Every business touching AI needs to understand how it is classified under the EU AI Act: provider, deployer, importer, distributor, product manufacturer or authorised representative

This determines which compliance obligations apply, particularly for providers and deployers

How can you be classified under the EU AI Act?

  • An organisation becomes a provider by doing these things:

    • develops an AI system (AI system) or general purpose AI model (GPAI) - internally and/or by outsourcing development or

    • puts an AI system or GPAI into the market (for example, for others to license and use) or

    • puts an AI system or GPAI into service under own name or trademark (for example, as part of its own product)

  • An organisation becomes a deployer by using an AI system under its authority (for example, incorporating a licensed in AI system into its own product)

  • An organisation becomes an importer if:

    • it is established in the EU plus

    • it places a third party-branded AI system from outside the EU onto the market inside the EU (for example, as an international reseller)

  • An organisation becomes a distributor if:

    • it is not a provider or importer but

    • it makes an AI system available inside the EU market (for example, as a local reseller)

  • An organisation becomes a product manufacturer if:

    • it manufactures a product (including those subject to safety rules under EU law) under its own name or trademark and

    • it combines an AI system with the product

  • An organisation acts as an authorised representatives where it is appointed to represent those above who are not established in the EU

(If an AI system is used only for personal non-professional activity, then it is not caught by the above.)

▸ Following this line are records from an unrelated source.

PR #4946, opened 2016-03-31
fix --config-test and add a couple of tests

### LINKED ISSUE #4933: --configtest not working on 2.3 (undefined method `config_valid?')

jsvd:
fixes #4933

### DIFF
--- a/logstash-core/lib/logstash/pipeline.rb
+++ b/logstash-core/lib/logstash/pipeline.rb
@@ -52,16 +52,6 @@ module LogStash; class Pipeline
     "LogStash::Inputs::Stdin"
   ]
 
-  def self.validate_config(config_str, settings = {})
-    begin
-      # There should be a better way to test this
-      self.new(config_str, settings)
-      true
-    rescue => e
-      e.message
-    end
-  end
-
   def initialize(config_str, settings = {})
     @config_str = config_str
     @original_settings = settings
--- a/logstash-core/lib/logstash/pipeline.rb
+++ b/logstash-core/lib/logstash/pipeline.rb
@@ -56,6 +56,7 @@ module LogStash; class Pipeline
     begin
       # There should be a better way to test this
       self.new(config_str, settings)
+      true
     rescue => e
       e.message
     end
--- a/logstash-core/lib/logstash/runner.rb
+++ b/logstash-core/lib/logstash/runner.rb
@@ -166,9 +166,9 @@ class LogStash::Runner < Clamp::Command
     end
 
     if config_test?
-      config_loader = LogStash::Config::Loader.new(@logger, config_test?)
+      config_loader = LogStash::Config::Loader.new(@logger)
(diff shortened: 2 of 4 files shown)


logstash-core/lib/logstash/pipeline.rb
```diff
@@ -56,6 +56,7 @@ def self.validate_config(config_str, settings = {})
     begin
       # There should be a better way to test this
       self.new(config_str, settings)
+      true
     rescue => e
       e.message
```
purbon: please see: https://github.com/elastic/logstash/pull/4944#discussion_r58017201 on related change comment.

purbon:
This is basically a port of https://github.com/elastic/logstash/pull/4944 to 5.0, in order not to repeat comments here, I would focus on getting first #4944 clear and then we can focus on special things here.

logstash-core/lib/logstash/pipeline.rb
guyboertje: Consider using nil instead of true so that the test on line 172 becomes so much more readable, nil being the absence of an error.  This is similar to the way Ruby returns nil on compact! in the absence of a change.
```ruby
if config_error
  @logger.fatal I18n.t("logstash.error", :error => config_error)
  return 1
else
  @logger.terminal "Configuration OK"
  return 0
end
```

purbon: this is for sure a more clean solution, I try to keep comments on #4944 as basically is the same code ported here.

jsvd:
another round of review welcome. essentially corrected the same things as in #4944

guyboertje:
LGTM

purbon:
LGTM

Issue #4902, opened 2016-03-28
Publish logstash-core-event-java artifact to Maven Central


suyograo:
Publish this jar to maven so developers can directly use this Event object in their pure Java plugins.

See https://github.com/elastic/logstash/issues/4515#issuecomment-200277819

driverpt:
@suyograo , you have any ETA on this ?

driverpt:
Created PR #4947 to help with this issue.

talevy:
Elasticsearch publishes their artifacts to Sonatype. I think this should also be where we publish our java artifacts

talevy:
I also think it is appropriate to hold off on publishing the artifact to a central repository until we shift more components to Java and solidify the API a bit more

driverpt:
@talevy , i recommend at least bintray/jcentral

colinsurprenant:
@driverpt it is too early to officially publish the Java Event to Maven IMO. This is definitely the plan at some point but the work done so far has been mainly to support the JRuby compatibility layer and we haven't given much thoughts on the pure Java API side for the context of writing pure Java plugins **yet**. 

Ultimately this is the goal and we are getting there but it is a bit premature to commit it as a published jar at this point. Does that make sense?

Otherwise, I am all in favour of enhancements that could help **you** build & generate jars for usage in your project until we publish the jars as proposed in #4947

w4:
bump, this is relevant again :)

cc @danhermann

PR #4947, opened 2016-03-31
Add Maven support

driverpt:
This allows to perform `./gradlew install` and include it in Pure-Java Libraries.

### DIFF
--- a/logstash-core-event-java/build.gradle
+++ b/logstash-core-event-java/build.gradle
@@ -6,6 +6,7 @@ buildscript {
     }
     dependencies {
         classpath 'net.saliman:gradle-cobertura-plugin:2.2.8'
+        classpath 'com.bmuschko:gradle-nexus-plugin:2.3.1'
     }
 }
 
@@ -25,6 +26,7 @@ gradle.projectsEvaluated {
 apply plugin: 'java'
 apply plugin: 'idea'
 apply plugin: 'maven'
+apply plugin: 'com.bmuschko.nexus'
 
 group = 'org.logstash'
 version = '5.0.0.dev'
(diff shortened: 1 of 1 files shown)


talevy:
@driverpt Thanks for the contribution!

I think it would be more appropriate to publish our artifacts to Sonatype.

we can take a look at using this plugin: https://github.com/bmuschko/gradle-nexus-plugin just as ES does for publishing

driverpt:
@talevy , are the artifacts automatically published to Maven Central after Sonatype ?

talevy:
yes, jars will be published to Maven Central via Sonatype

driverpt:
@talevy , i just updated it.

colinsurprenant:
as discussed in #4902 we will not publish to Maven/Sonatype just yet. I am ok if @tal and/or myself review this for the eventual publishing but in the meantime is there anything else we could do to help you work with the current version of the Java Event? Can't you just build the jar locally and use it in your project?

driverpt:
@colinsurprenant , since logstash-core-event-java is already used in v2.3.0, it makes perfect sense to publish it to Maven Central, the only thing that the Developers need to know is to call the `event.to_java` method when passing it as a parameter.

colinsurprenant:
@driverpt it was reverted in 2.3.1 because we realized it introduced a non-backward compatible behaviour that could show up in Ruby filter scripts and/or customs plugins that we don't control.

But this has nothing to do with the publishing or not to Maven. As I explained in #4902 «it is too early to officially publish the Java Event to Maven IMO. This is definitely the plan at some point but the work done so far has been mainly to support the JRuby compatibility layer and we haven't given much thoughts on the pure Java API side for the context of writing pure Java plugins yet.Ultimately this is the goal and we are getting there but it is a bit premature to commit it as a published jar at this point.»

Does that make sense?

driverpt:
@colinsurprenant , you're right, it was reverted, but nevertheless you launched a Version with that Artifact, so, to me, because of that, that's more than enough reason to publish an Artifact to Maven Central.

If the feature is unstable, it probably shouldn't have been launched in the first place, but if it's launched, there should be a Maven Central Artifact

colinsurprenant:
@driverpt «unstable feature» is too broad of a statement here. Obviously we are doing our best to make stable code, but at this moment we do not have any requirement to commit on a stable interface before we are ready to do so.

Publishing something as a standalone library is a statement in relation to its interface and not all written classes necessarily qualifies as a being mature enough **in that respect**. As I tried to explain, we work iteratively and the focus has been on making it work in relation to the Ruby interface. Again, for now it is still an **internal component** of the logstash-core-event-java **gem**. There is no standalone published artifact of the Java Event class meant for integration with Java code **just yet**. We are totally ok if you discovered it and started using it but you have to understand that you are a bit on your own and will have to track changes and we will not pay attention to any breaking changes at this point, until we feel its good enough to exist as a publicly usable component. For now consider it as an internal component. 

Again, it will happen soon, but not today.

suyograo:
@driverpt will close this since we are not moving forward with this at this time. We can reopen when we are ready to publish to maven. Until then, please use the builds to generate the jar artifacts for `Event` class.

PR #4952, opened 2016-03-31
ensure Plugin#original_params is hides password fields

jsvd:


logstash-core/lib/logstash/config/mixin.rb
```diff
@@ -142,6 +142,11 @@ def config_init(params)
       instance_variable_set("@#{key}", value)
     end
 
+    # now that we know the parameters are valid, we can obfuscate the original copy
+    # of the parameters before storing them as an instance variable
+    self.class.validate_check_parameter_values(original_params)
```
purbon: Isn't this actually doing the validation twice? I saw https://github.com/elastic/logstash/blob/master/logstash-core/lib/logstash/config/mixin.rb#L252-L265 that is basically the validation method.

I know this fixes the problem, I'm just wondering here if we should have a diff method or some kind of alias that show we're actually running the change to hide the password.

what do you think?

logstash-core/lib/logstash/config/mixin.rb
```diff
@@ -142,6 +142,11 @@ def config_init(params)
       instance_variable_set("@#{key}", value)
     end
 
+    # now that we know the parameters are valid, we can obfuscate the original copy
```
purbon: what about changing `obfuscate` to `hide` when talking about security, obfuscate has this idea of  security through obscurity, what do you think?

logstash-core/lib/logstash/config/mixin.rb
jsvd: I struggled a bit with that, and I did a sample implementation of a method just to do that, but it's somewhat awkward and leads to some duplication of code.
I selected `validate_check_parameter_values` because it only takes care of validating arguments against their validators, so it doesn't populate default values, etc

logstash-core/lib/logstash/config/mixin.rb
jsvd: I don't have feelings either way. imo, it's correct in the sense of english (it can mean blur, complicate, etc). as for security by obscurity..this is opensource :D

logstash-core/lib/logstash/config/mixin.rb
ph: I am doing some testing for that, not sure if it could have some side effect in specific cases.

ph: I am OK with this fix event if we are actually validating twice the submitted values.
The actual problem is we should split the value assignment from the validation.

ph:
LGTM

logstash-core/lib/logstash/config/mixin.rb
purbon: I would say, we should add an issue to cleanup this deb, are you ok with
that?

jsvd:
refactored this so password hiding is done in a method created for this purpose alone. review welcome

ph:
I prefer that refactor,  thanks @jsvd, LGTM even more.

logstash-core/lib/logstash/config/mixin.rb
andrewvc: I agree with @purbon , an obfuscation implies that something can be reversed (an obfuscated password is something like HTTP basic, where the pass is base64 encoded). This is hidden or masked. I think this is an important distinction to make here if someone is reading this for a security review.

purbon:
LGTM, but I would so as @andrewvc also recommended s/obfuscation/hidden (or similar)

andrewvc:
LGTM pending a change to that comment regarding obfuscation. I tested this manually and saw the password properly masked in the logs.

PR #4954, opened 2016-03-31
Add a systemd unit for logstash

mmuehlenhoff:
This is feature equivalent to the sysvinit script for Debian/Ubuntu.

We're using this systemd unit in the Wikimedia Foundation's Logstash cluster (on Debian jessie).


purbon:
Thanks for your contribution @mmuehlenhoff, you will need to  sign the CLA at https://www.elastic.co/contributor-agreement/ so we can continue with your change, is this ok for you?

mmuehlenhoff:
I've forwarded this to our Legal Department. Signing the CLA should be no problem, but might take up to a few days.

mmuehlenhoff:
Our Legal department has signed the CCLA and I've just filled the CLA form. This probably needs some processing on Elastic's side, so let me know if you need anything else from me.

mmuehlenhoff:
The CLA has now been signed

jordansissel:
Thanks for your efforts! <3

@untergeek is working on having our packages ship with all the lovely service scripts (systemd, upstart, sysv, etc) as a separate task -- his work will show up in Logstash 5.0. I think we can close this in favor of that work.

suyograo:
@mmuehlenhoff Thanks for your contribution. In the last couple of weeks, we've been working on adding systemd support to Logstash and @untergeek is crafting a solution that involves shipping pleaserun with LS. This way we can create startup scripts based on where LS gets installed.

Will be closing this PR

karmi:
Hi @mmuehlenhoff, we have found your signature in our records, but it seems like you have signed with a different e-mail than the one used in yout Git [commit](https://github.com/elastic/logstash/pull/4954.patch). Can you please add both of these e-mails into your Github profile (they can be hidden), so we can match your e-mails to your Github profile?

karmi:
Hi @mmuehlenhoff, we have found your signature in our records, but it seems like you have signed with a different e-mail than the one used in yout Git [commit](https://github.com/elastic/logstash/pull/4954.patch). Can you please add both of these e-mails into your Github profile (they can be hidden), so we can match your e-mails to your Github profile?

PR #4956, opened 2016-03-31
Make the `logstash-plugin` works when you have an installed pre-release gem.

### LINKED ISSUE #4955: Using pre-release gems in a Gemfile break update flow.
Discovered when testing PR #4941.

When you are using a pre-release gems in the Gemfile it breaks the plugin update all flow.
```ruby
#Gemfile
gem "logstash-input-kafka", "3.0.0.beta4"
```

```
~/e/logstash git:pr/4941 ❯❯❯ bin/logstash-plugin update                                                                                                                                                   ⏎ ✱
ERROR: Updated Aborted, message: undefined method `version' for nil:NilClass
~/e/logstash git:pr/4941 ❯❯❯
```

This is strange I have tried the following in the 5.0 branch which should do the same result. Add this line to the Gemfile:
```
gem "logstash-input-beats", "2.2.3"
```

And if you do this:
```
bin/plugin install --no-verify
```
Theses commands successfully update the current packages, so the problem I think is only related to the pre-release version of the gem.

ph:
Fixes #4955

### DIFF
--- a/lib/pluginmanager/util.rb
+++ b/lib/pluginmanager/util.rb
@@ -4,7 +4,7 @@ require "rubygems/package"
 module LogStash::PluginManager
 
   class ValidationError < StandardError; end
-  DEFAULT_GEM_REQUIREMENTS = Gem::Requirement.new([">= 0.b"])
+  DEFAULT_GEM_REQUIREMENTS = Gem::Requirement.new([">= 0.a"])
 
   # check for valid logstash plugin gem name & version or .gem file, logs errors to $stdout
   # uses Rubygems API and will remotely validated agains the current Gem.sources
--- a/lib/pluginmanager/util.rb
+++ b/lib/pluginmanager/util.rb
@@ -4,6 +4,7 @@ require "rubygems/package"
 module LogStash::PluginManager
 
   class ValidationError < StandardError; end
+  DEFAULT_GEM_REQUIREMENTS = Gem::Requirement.new([">= 0.b"])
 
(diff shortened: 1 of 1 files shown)


ph:
@talevy right it should an .a instead of b

lib/pluginmanager/util.rb
```diff
@@ -4,6 +4,7 @@
 module LogStash::PluginManager
 
   class ValidationError < StandardError; end
+  DEFAULT_GEM_REQUIREMENTS = Gem::Requirement.new([">= 0.b"])
```
ph: should 0.a not 0.b as mention by @talevy

purbon:
I don't see test on this, but are you sure with this change.

* You are not updating to `--pre` versions with the current interface.
* Install `--pre`  versions is explicit and not enabled by default?

What do you think?

Adding specific test for it is required and encouraged :+1:

talevy:
what is the state of this?

talevy:
pinging again

ph:
@talevy I am adding an acceptance test for it.

ph:
@purbon 

```
You are not updating to --pre versions with the current interface.
Install --pre versions is explicit and not enabled by default?
```
Installing `--pre` version will be explicit after this change since `prereleased` will be hidded from the api. 

So if people want to install a pre release they will have to explicitly use a version when calling `bin/logstash-plugin install`

ph:
With the upcoming changes from #6168 this wont be necessary.

PR #4960, opened 2016-03-31
Fix links causing build errors and add missing files

dedemorton:
The link issues were fixed in the logstash-docs repo, but not the logstash repo.

Also adding content changes that were made in the logstash-docs repo, but not the logstash repo.


dedemorton:
Note that this PR is simply to get the changes into the logstash repo where they belong.

ph:
LGTM

PR #5332, opened 2016-05-20
Add changes that support settings files

dedemorton:
Adds doc about settings file to resolve an item listed in  #5148 

Summary of changes:
- Formatting improvement requested by @acchen97 
- Add mention of the settings file as an option instead of specifying flags
- Fix a few minor mistakes and typos
- Add "coming" annotation to clarify that the changes are for alpha3
- Added node.name and pipeline.output.workers because it was missing from the doc (I'll add a note below about pipeline.output.workers)

### DIFF
--- a/docs/static/command-line-flags.asciidoc
+++ b/docs/static/command-line-flags.asciidoc
@@ -1,11 +1,9 @@
 [[command-line-flags]]
-=== Command-line flags
+=== Command-Line Flags
 
 Logstash has the following flags. You can use the `--help` flag to display this information.
 
-As an alternative to setting command-line flags, you can specify options in the Logstash settings file,
-`logstash.yml`, located in `LOGSTASH_HOME/config`. Any flags that you set at the command line override the corresponding
-options in the `logstash.yml` file. 
+You can also control Logstash execution by specifying options in the Logstash settings file. For more info, see <<logstash-settings-file>>.  
 
 coming[5.0.0-alpha3, Command-line flags have dots instead of dashes in their names]
 
@@ -20,13 +18,10 @@ coming[5.0.0-alpha3, Command-line flags have dots instead of dashes in their nam
  is specified, `stdout { codec => rubydebug }}` is default.
 
 *`-w, --pipeline.workers COUNT`*::
- Sets the number of pipeline workers (threads) to run for filter processing (default: half the number of cores).
+ Sets the number of pipeline workers (threads) to run for filter processing (default: number of cores).
  If you find that events are backing up, or that the CPU is not saturated, consider increasing
  this number to better utilize machine processing power.
  
-*`--pipeline.output.workers COUNT`*::
- Sets the number of pipeline workers (threads) to run for each output plugin instance.
-
 *`-b, --pipeline.batch.size SIZE`*::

Pay attention! Can start out as one thing, but be re-classified as a provider!

If an organisation is a deployer, importer, distributor or authorised representative, it can change classification to become a provider because of doing certain things:

  • Put a different name/trademark on the AI system (for example, the organisation’s own)

  • Modify intended purpose of an AI system already in operation (for example, use a simple speech to text AI system for a wider use)

  • Carry out a substantial modification an AI system not contemplated by original provider during its compliance activities (for example, by use of training data with a different purpose)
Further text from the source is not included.